PR #3083, opened 2023-05-21
output/cloudv2: Flush the aggregated metrics

codebien:
It implements the drain of the queue of the aggregated metrics and the conversion to Protobuf.

PR #3085, opened 2023-05-22
output/cloudv2: Optimized metric sinks

codebien:
It address this request change https://github.com/grafana/k6/pull/3071#discussion_r1197893018


output/cloud/expv2/sink.go
```diff
@@ -1,13 +1,78 @@
...
 import (
+	"fmt"
+
 	"go.k6.io/k6/metrics"
 )
 
-func newSink(mt metrics.MetricType) metrics.Sink {
-	if mt == metrics.Trend {
-		return &histogram{}
+type aggregatedMetric interface {
```
oleiade, line 9: While I appreciate the intention to rename `Sink`, which got me confused more than once as I look at it, I find that `aggregatedMetric` is somewhat [tautological](https://dictionary.cambridge.org/dictionary/english/tautological) from my point of view. I think of metrics as aggregated views over specific classes of samples over time.

What would you think of `sampleAggregator`, `sampleAccumulator`, or `metricRunningValue` instead?

PS: absolutely not a blocker though 👍🏻

output/cloud/expv2/output.go
```diff
@@ -120,7 +117,7 @@ func (o *Output) AddMetricSamples(s []metrics.SampleContainer) {
 	// evaluate to do something smarter, maybe having a lock-free
 	// queue.
 	select {
-	case <-o.stopSendingMetrics:
+	case <-o.stopMetricsCollection:
```
oleiade, line 120: Wasn't this somewhat misnamed in the first place? From the context, I tend to think that it should be named `stopSamplesCollection`, or `stopSamplesAggregation` instead. What do you think? Am I missing something?

output/cloud/expv2/mapping.go
```diff
@@ -51,43 +51,42 @@ func addBucketToTimeSeriesProto(
...
-			// TODO: implement the custom rate for safe track them
-			NonzeroCount: uint32(r.Trues),
-			TotalCount:   uint32(r.Total),
+			Time:         timestamppb.New(time),
+			NonzeroCount: r.Trues,
+			TotalCount:   r.Total,
 		})
 	case metrics.Trend:
 		h := sink.(*histogram) //nolint: forcetypeassert
+		h.trimzeros()
```
oleiade, line 89: I posted a question on the [histogram PR directly ](https://github.com/grafana/k6/pull/3027/files#r1201939608), and I wonder if not calling `trimzeros` would cause potential bugs. In which case, I wonder if we should find ways to have that done automatically somehow, if possible, to not expose ourselves to potential bugs in the future because we forgot to call it?

oleiade (commented):
LGTM 👍🏻 🎉 

I left a comment on naming and a question about `trimzeros`, that I don't consider blockers. I would approve as is, but I wanted to make sure those were addressed (as in "I got an answer", not as in "they made the change I wanted" 😉) first 🙇🏻

output/cloud/expv2/sink.go
codebien: I appreciate this suggestion, I picked `metricValue`. I removed _running_ because I think we don't really have a no-running metric value so it doesn't add any value, IMHO.

Let's reopen if you disagree.

output/cloud/expv2/output.go
codebien: Moved this to https://github.com/grafana/k6/pull/3082, let's discuss there

output/cloud/expv2/sink.go
```diff
@@ -1,13 +1,78 @@
...
+
+type gauge struct {
+	Last     float64
+	Sum      float64
+	Min, Max float64
+	Avg      float64
+	Count    uint32
+
+	minSet bool
+}
```
codebien, line 51: Moving here the discussion from https://github.com/grafana/k6/pull/3083#discussion_r1205527232

>Shouldn't this be just Last? Which is what Gauge basically is?

codebien: Hey @esquonk, apparently other protocols (OTel, Prometheus remote write) don't support gauge in the same way. We may have issues if we want to migrate to them in the future. Considering this are not used at the moment, can we just drop them?

esquonk: We have those in the backend historically, and they are used. For example, if we have a "max" query for gauge metric, the code will look at "max" column.

We could just fill all the columns with "last" value at the cost losing a bit of data, but if we can collect some more statistical values, it make sense to do so. Unless it is too expensive to maintain.

As for compatibility with other protocols, I don't see how having more data internally can cause issues with that. If you need to produce an output in some protocol that only has `last`, you can just put last in there and ignore other values in your output.

output/cloud/expv2/mapping.go
```diff
@@ -52,39 +52,38 @@ func addBucketToTimeSeriesProto(
...
+	sink metricValue,
 ) {
 	if timeSeries.Samples == nil {
 		initTimeSeriesSamples(timeSeries, mt)
 	}
 
 	switch mt {
 	case metrics.Counter:
-		c := sink.(*metrics.CounterSink).Value //nolint: forcetypeassert
+		c := sink.(*counter).Sum //nolint: forcetypeassert
```
codebien, line 63: https://github.com/grafana/k6/pull/3083#discussion_r1209300347

output/cloud/expv2/mapping.go
```diff
@@ -52,44 +52,39 @@ func addBucketToTimeSeriesProto(
...
+	sink metricValue,
 ) {
 	if timeSeries.Samples == nil {
 		initTimeSeriesSamples(timeSeries, mt)
 	}
 
-	switch mt {
-	case metrics.Counter:
-		c := sink.(*metrics.CounterSink).Value //nolint: forcetypeassert
+	switch typedSink := sink.(type) {
```
mstoykov, line 61: the type is now `metricValue` instead of `Sink` so a rename of both is likely in order.

mstoykov (dismissed):
LGTM! in general with the understandign that Gauge is not really a Gauge because the k6 cloud backend wants it like this.

I have left some small comments, and one big one which is mostly an optimizaiton idea for after we have merged everything and this output works.

oleiade (approved):
LGTM 👍🏻

output/cloud/expv2/sink.go
```diff
@@ -1,13 +1,78 @@
...
+		g.Max = v
+	}
+	if !g.minSet || v < g.Min {
+		g.Min = v
+		g.minSet = true
+	}
+}
+
+type rate struct {
+	NonZeroCount uint32
```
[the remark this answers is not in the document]
codebien: They are not only positive, negative are accepted. The condition:
https://github.com/grafana/k6/blob/986db71ee65c1891ef0a5672e22e6d0ca84353c1/output/cloud/expv2/sink.go#L75-L77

******

(AIM OF THE TASK) Please copy every line of the material exactly.

(SOLUTION TO THIS TASK)
PR #3083, opened 2023-05-21
output/cloudv2: Flush the aggregated metrics

codebien:
It implements the drain of the queue of the aggregated metrics and the conversion to Protobuf.

PR #3085, opened 2023-05-22
output/cloudv2: Optimized metric sinks

codebien:
It address this request change https://github.com/grafana/k6/pull/3071#discussion_r1197893018


output/cloud/expv2/sink.go
```diff
@@ -1,13 +1,78 @@
...
 import (
+	"fmt"
+
 	"go.k6.io/k6/metrics"
 )
 
-func newSink(mt metrics.MetricType) metrics.Sink {
-	if mt == metrics.Trend {
-		return &histogram{}
+type aggregatedMetric interface {
```
oleiade, line 9: While I appreciate the intention to rename `Sink`, which got me confused more than once as I look at it, I find that `aggregatedMetric` is somewhat [tautological](https://dictionary.cambridge.org/dictionary/english/tautological) from my point of view. I think of metrics as aggregated views over specific classes of samples over time.

What would you think of `sampleAggregator`, `sampleAccumulator`, or `metricRunningValue` instead?

PS: absolutely not a blocker though 👍🏻

output/cloud/expv2/output.go
```diff
@@ -120,7 +117,7 @@ func (o *Output) AddMetricSamples(s []metrics.SampleContainer) {
 	// evaluate to do something smarter, maybe having a lock-free
 	// queue.
 	select {
-	case <-o.stopSendingMetrics:
+	case <-o.stopMetricsCollection:
```
oleiade, line 120: Wasn't this somewhat misnamed in the first place? From the context, I tend to think that it should be named `stopSamplesCollection`, or `stopSamplesAggregation` instead. What do you think? Am I missing something?

output/cloud/expv2/mapping.go
```diff
@@ -51,43 +51,42 @@ func addBucketToTimeSeriesProto(
...
-			// TODO: implement the custom rate for safe track them
-			NonzeroCount: uint32(r.Trues),
-			TotalCount:   uint32(r.Total),
+			Time:         timestamppb.New(time),
+			NonzeroCount: r.Trues,
+			TotalCount:   r.Total,
 		})
 	case metrics.Trend:
 		h := sink.(*histogram) //nolint: forcetypeassert
+		h.trimzeros()
```
oleiade, line 89: I posted a question on the [histogram PR directly ](https://github.com/grafana/k6/pull/3027/files#r1201939608), and I wonder if not calling `trimzeros` would cause potential bugs. In which case, I wonder if we should find ways to have that done automatically somehow, if possible, to not expose ourselves to potential bugs in the future because we forgot to call it?

oleiade (commented):
LGTM 👍🏻 🎉 

I left a comment on naming and a question about `trimzeros`, that I don't consider blockers. I would approve as is, but I wanted to make sure those were addressed (as in "I got an answer", not as in "they made the change I wanted" 😉) first 🙇🏻

output/cloud/expv2/sink.go
codebien: I appreciate this suggestion, I picked `metricValue`. I removed _running_ because I think we don't really have a no-running metric value so it doesn't add any value, IMHO.

Let's reopen if you disagree.

output/cloud/expv2/output.go
codebien: Moved this to https://github.com/grafana/k6/pull/3082, let's discuss there

output/cloud/expv2/sink.go
```diff
@@ -1,13 +1,78 @@
...
+
+type gauge struct {
+	Last     float64
+	Sum      float64
+	Min, Max float64
+	Avg      float64
+	Count    uint32
+
+	minSet bool
+}
```
codebien, line 51: Moving here the discussion from https://github.com/grafana/k6/pull/3083#discussion_r1205527232

>Shouldn't this be just Last? Which is what Gauge basically is?

codebien: Hey @esquonk, apparently other protocols (OTel, Prometheus remote write) don't support gauge in the same way. We may have issues if we want to migrate to them in the future. Considering this are not used at the moment, can we just drop them?

esquonk: We have those in the backend historically, and they are used. For example, if we have a "max" query for gauge metric, the code will look at "max" column.

We could just fill all the columns with "last" value at the cost losing a bit of data, but if we can collect some more statistical values, it make sense to do so. Unless it is too expensive to maintain.

As for compatibility with other protocols, I don't see how having more data internally can cause issues with that. If you need to produce an output in some protocol that only has `last`, you can just put last in there and ignore other values in your output.

output/cloud/expv2/mapping.go
```diff
@@ -52,39 +52,38 @@ func addBucketToTimeSeriesProto(
...
+	sink metricValue,
 ) {
 	if timeSeries.Samples == nil {
 		initTimeSeriesSamples(timeSeries, mt)
 	}
 
 	switch mt {
 	case metrics.Counter:
-		c := sink.(*metrics.CounterSink).Value //nolint: forcetypeassert
+		c := sink.(*counter).Sum //nolint: forcetypeassert
```
codebien, line 63: https://github.com/grafana/k6/pull/3083#discussion_r1209300347

output/cloud/expv2/mapping.go
```diff
@@ -52,44 +52,39 @@ func addBucketToTimeSeriesProto(
...
+	sink metricValue,
 ) {
 	if timeSeries.Samples == nil {
 		initTimeSeriesSamples(timeSeries, mt)
 	}
 
-	switch mt {
-	case metrics.Counter:
-		c := sink.(*metrics.CounterSink).Value //nolint: forcetypeassert
+	switch typedSink := sink.(type) {
```
mstoykov, line 61: the type is now `metricValue` instead of `Sink` so a rename of both is likely in order.

mstoykov (dismissed):
LGTM! in general with the understandign that Gauge is not really a Gauge because the k6 cloud backend wants it like this.

I have left some small comments, and one big one which is mostly an optimizaiton idea for after we have merged everything and this output works.

oleiade (approved):
LGTM 👍🏻

output/cloud/expv2/sink.go
```diff
@@ -1,13 +1,78 @@
...
+		g.Max = v
+	}
+	if !g.minSet || v < g.Min {
+		g.Min = v
+		g.minSet = true
+	}
+}
+
+type rate struct {
+	NonZeroCount uint32
```
[the remark this answers is not in the document]
codebien: They are not only positive, negative are accepted. The condition:
https://github.com/grafana/k6/blob/986db71ee65c1891ef0a5672e22e6d0ca84353c1/output/cloud/expv2/sink.go#L75-L77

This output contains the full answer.